### Your task:
Repeat the data below with no changes.

### Saved data entries:

□ □ □

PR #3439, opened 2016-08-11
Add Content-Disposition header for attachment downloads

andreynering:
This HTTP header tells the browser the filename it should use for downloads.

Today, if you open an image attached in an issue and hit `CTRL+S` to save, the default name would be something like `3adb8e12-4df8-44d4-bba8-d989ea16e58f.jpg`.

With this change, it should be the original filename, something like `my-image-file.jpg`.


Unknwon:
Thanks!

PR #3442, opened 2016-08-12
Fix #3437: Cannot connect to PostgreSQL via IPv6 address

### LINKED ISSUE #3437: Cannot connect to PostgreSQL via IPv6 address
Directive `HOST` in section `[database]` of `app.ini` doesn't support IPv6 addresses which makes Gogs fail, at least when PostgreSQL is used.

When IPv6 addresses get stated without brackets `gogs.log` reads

□ □ □

### Answer for this exercise:
PR #3439, opened 2016-08-11
Add Content-Disposition header for attachment downloads

andreynering:
This HTTP header tells the browser the filename it should use for downloads.

Today, if you open an image attached in an issue and hit `CTRL+S` to save, the default name would be something like `3adb8e12-4df8-44d4-bba8-d989ea16e58f.jpg`.

With this change, it should be the original filename, something like `my-image-file.jpg`.


Unknwon:
Thanks!

PR #3442, opened 2016-08-12
Fix #3437: Cannot connect to PostgreSQL via IPv6 address

### LINKED ISSUE #3437: Cannot connect to PostgreSQL via IPv6 address
Directive `HOST` in section `[database]` of `app.ini` doesn't support IPv6 addresses which makes Gogs fail, at least when PostgreSQL is used.

When IPv6 addresses get stated without brackets `gogs.log` reads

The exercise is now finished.